── Provided data

PR #473, opened 2017-01-12
Add Type::build('timestamp')

gorogoroyasu:
added two lines to config/bootstrap.php, which will convert timestamp column data in Entity not into Cake\I18n\Time object but into Cake\I18n\FrozenTime object.
```
Type::build('timestamp')
    ->useImmutable();
```

## Description
When I was using PostgreSQL, the datetime column data in Entity Object was not converted to the object of `Cake\I18n\FrozenTime`, but was converted to the object of `Cake\I18n\Time`.

In the end, the behavior of application was not a bug, though I was really confused.
By inserting two lines I added, the timestamp will be automatically converted into `Cake\I18n\FrozenTime`.
I wish this change will help PostgreSQL or other DB users.

Even if you reject this PR, please consider a bit more to remain these two lines as commented out lines.

## Comment
At least, the document should show other DB users some cautions shown above, I think. So, nevertheless this PR is merged or rejected, I will create a PR to cakephp/docs.

I apologize you to skip the process below.
```
The best way to propose a feature is to open an issue first and discuss your ideas there before implementing them.
```

Thank you.

### DIFF
--- a/config/bootstrap.php
+++ b/config/bootstrap.php
@@ -192,6 +192,8 @@ Type::build('date')
     ->useImmutable();
 Type::build('datetime')
     ->useImmutable();
+Type::build('timestamp')
+    ->useImmutable();
 
 /*
  * Custom Inflector rules, can be set to correctly pluralize or singularize


inoas:
Looks sane to me, however I wonder why Postgres Datetime seems to be recogonized as `timestamp` not `datetime` - smells bad to me?

gorogoroyasu:
@inoas 
Maybe, this line cause it.

https://github.com/cakephp/cakephp/blob/master/src/Database/Schema/PostgresSchema.php#L360

gorogoroyasu:
@dereuromark thanks for fixing the title.

dereuromark:
Maybe @lorenzo can answer that. I would also prefer fixing the core here and have a consistent usage rather than adding a non agnostic thing in the app template for a single DB type.

chinpei215:
@gorogoroyasu [This line](https://github.com/cakephp/cakephp/blob/a0ce4c453c53ba9e9ee5b29e58f854fa48e516ea/src/Database/Schema/PostgresSchema.php#L93) causes this issue. The line you are pointing to is used for generating `CREATE TABLE` statement.

@dereuromark This issue occurs on MySQL too, if tables contain `TIMESTAMP` type. If we map `TIMESTAMP`  of DB to `datetime` of Cake, the table would never be converted to `CREATE TABLE` statement correctly in MySQL when creating fixtures. Probably, that is the reason why we map `TIMESTAMP` of DB to `timestamp` of Cake.

dereuromark:
@chinpei215 That makes sense, but doesn't https://github.com/cakephp/cakephp/blob/master/src/Database/Schema/PostgresSchema.php#L360 also do DateTime => Timestamp mapping?

chinpei215:
@dereuromark If we map `TIMESTAMP` to `datetime` when introspecting field types, then we should map `datetime` to `TIMESTAMP` when generating CREATE TABLE statement, shouldn't we?

markstory:
Thank you :clap:

inoas:
So what about the change of mapping for the postgres adapter (aka datetime -> datetime instead of datetime -> timestamp)?

chinpei215:
@inoas Are you suggesting to map `TIMESTAMP WITHOUT TIME ZONE` of Postgres to `datetime` of Cake?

────

* Task prompt
Within the records above, how many lines include the word "https"? Only the number is wanted.

* Task solution
3